# HP F4480 can't scan.



## LankyJon (Aug 19, 2008)

So, I have an HP 4480 that use to work fine. I tried hooking it up to another computer, but it wouldn't detect it properly. Now, it won't scan on the original computer. It says another computer on the network or program is using it. I tried disconnecting the computer from the network, no luck. I reinstalled the drivers. No luck. I closed every program I could. No luck. Any help? Thanks.


----------



## Romulo (Jul 24, 2010)

is it set back to default on original computer?


----------



## LankyJon (Aug 19, 2008)

Do you mean as the default printer? Yes, it is. But even so, that's not exactly the issue.
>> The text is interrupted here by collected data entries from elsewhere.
PR #519, opened 2026-04-15
Introduce grouped infrastructure ports and composition roots (closes #398)

### LINKED ISSUE #398: Introduce grouped infrastructure ports and composition roots
## Problem

The repo now has many injected objects, but the foundational dependency story is still fragmented across raw callables and one-off seams.

Current examples in the runner clone include:

- `_run`, `_sleep`, `_which`, `_signal`, `_startup_pull`, `_execvp`, and `_print_prompt` parameters threaded through otherwise important runtime functions
- `_GitHub=...` seams on entrypoints instead of one consistent composition-root story
- `server.WebhookHandler` class attributes such as `_fn_dispatch`, `_fn_reply_to_comment`, `_fn_pull_with_backoff`, and `_fn_os_execvp` standing in for real collaborator ownership

If the migration continues in that shape, the repo will end up with objects that are only cosmetically OO: each one will still accept a bag of unrelated stdlib callables, and tests will keep patching procedural seams instead of faking coherent ports.

## Scope

- foundational infrastructure collaborators used by runtime code
- grouped ports for process execution, time/sleep, filesystem/path, and OS/exec concerns where those are still injected as raw callables
- at least one composition root that assembles those collaborators once per app or command execution

## Required design constraints

1. Group low-level dependencies by concern instead of injecting raw stdlib callables one by one into every class or entrypoint.
2. Make runtime wiring explicit in a composition root rather than hidden behind module factories or class-level `_fn_*` slots.
3. Preserve testability by making the grouped collaborators fakeable.
4. Do not use this issue as an excuse to redesign higher-level workflows yet.

## Acceptance criteria

- there are explicit grouped collaborators for the major low-level concerns that are still injected procedurally today
- at least one composition root builds and passes those collaborators into higher-level runtime objects
- new or migrated runtime code stops depending directly on underscore-parameter injections and `_fn_*` class slots where grouped collaborators can own the boundary

## Non-goals

- This issue does not need to migrate every runtime module immediately.
- This issue does not need to settle the final shape of every service class.

FidoCanCode:
Fixes #398.

Introduces grouped infrastructure port protocols (subprocess, clock, filesystem, OS/process) with real implementations, then migrates server.py's preflight functions, self-restart flow, and WebhookHandler infrastructure slots to use them. The server composition root assembles and threads the grouped ports instead of raw callable parameters.

---

## Work queue

- [x] Add infrastructure port protocols and real implementations 
- [x] Migrate server preflight functions to grouped ports 
- [x] Migrate server self-restart flow to grouped ports 
- [x] Migrate WebhookHandler infrastructure slots to grouped ports 
</details>

### DIFF
--- a/kennel/infra.py
+++ b/kennel/infra.py
@@ -1,0 +1,155 @@
+"""Infrastructure port protocols and real implementations.
+
+Each port groups one low-level concern — process execution, time/sleep,
+filesystem queries, or OS-level process control — so callers can accept
+a single typed collaborator instead of a bag of raw stdlib callables.
+
+Real implementations delegate directly to the stdlib with no added logic.
+Tests inject fakes or mocks constructed at the call site.
+"""
+
+from __future__ import annotations
+
+import os
+import shutil
+import signal
+import subprocess
+import time
+from collections.abc import Sequence
+from pathlib import Path
+from typing import Any, Protocol
+
+# ---------------------------------------------------------------------------
+# Process execution
+# ---------------------------------------------------------------------------
+
+
+class ProcessRunner(Protocol):
+    """Runs external processes.
+
+    Wraps :func:`subprocess.run` so callers can be tested without spawning
+    real subprocesses.
+    """
+
+    def run(
+        self,
+        cmd: Sequence[str],
+        **kwargs: Any,
+    ) -> subprocess.CompletedProcess[str]:
+        """Execute *cmd*, forwarding all keyword arguments to :func:`subprocess.run`."""
+        ...
+
+
+class RealProcessRunner:
+    """Real :class:`ProcessRunner` that delegates to :func:`subprocess.run`."""
+
+    def run(
+        self,
+        cmd: Sequence[str],
+        **kwargs: Any,
+    ) -> subprocess.CompletedProcess[str]:
+        return subprocess.run(cmd, **kwargs)
+
+
+# ---------------------------------------------------------------------------
+# Clock / time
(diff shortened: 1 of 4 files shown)


kennel/infra.py
```diff
@@ -0,0 +1,155 @@
...
+from collections.abc import Sequence
+from pathlib import Path
+from typing import Any, Protocol
+
+# ---------------------------------------------------------------------------
+# Process execution
+# ---------------------------------------------------------------------------
+
+
+class ProcessRunner(Protocol):
```
rhencke, line 28: Why protocol over ABC?

FidoCanCode: Great question! *wags tail*

Two main reasons:

**Structural subtyping** — with Protocol, the real implementations (RealProcessRunner, RealClock, etc.) don't need to inherit anything. They just need matching method signatures. That keeps the real objects completely decoupled from the port definition; if I rename or move the Protocol, the real impls don't change at all.

**Test fakes are simpler** — I can pass any object with the right shape, including a MagicMock(), without subclassing. ABC would require every test fake to explicitly inherit and implement abstract methods, which is extra ceremony for no benefit.

ABC is great when you want to *share implementation* across subclasses (e.g. JsonFileStore in state.py does this — it provides real template logic). But these infrastructure ports have no shared logic to distribute, so Protocol is the better fit. It's just a typed contract, not a base class.

rhencke (approved):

It detects the right machine when trying to scan, it just says it's already in use.


----------



## bigAl66 (Jul 31, 2010)

i have a 4435 which refuses to scan. it has been detected, as i can see the settings for printing and copying, but no scanning is allowed.

OS windows 7 ultimate


----------



## Riskyone101 (Oct 22, 2008)

Hello and Welcome to TSF,

@bigal66 - Start your own thread it is not nice to hijack someone elses.

Turn off printer
DIsconnect the USB cable
Uninstall driver and software
Restart computer

Go here for driver and software:
http://h10025.www1.hp.com/ewfrf/wc/...en&cc=us&dlc=en&sw_lang=&product=3742086#N703

Download: HP Deskjet Full Feature Software and Drivers

Also: Software 1, Update 1

Turn on printer - do not connect USB cable
Install driver and software
Connect USB cable when told to by installation
After installation completes - RESTART computer


----------



## masterjed (Jul 25, 2009)

Actually, if you go to the device manager, you can see there a unknown device that has a yellow exclamation mark under Other devices, if you dont see anything like that, click on View menu above the device manager, and choose show all hiden devices. That component with the yellow explamation point is your image device fucntion components, its used by your printer to scan. You need to right click and choose update driver, follow the wizard and always choose the option that you will be the one to select and locate the driver, Click on "have disk" option on the 3rd page of the wizard, then browse the location to your disc, and choose the file "autorun.inf" and choose continue. After it has been successfully updated, it will prompt you to restart the computer to complete the update. Restart your pc and try to scan.


----------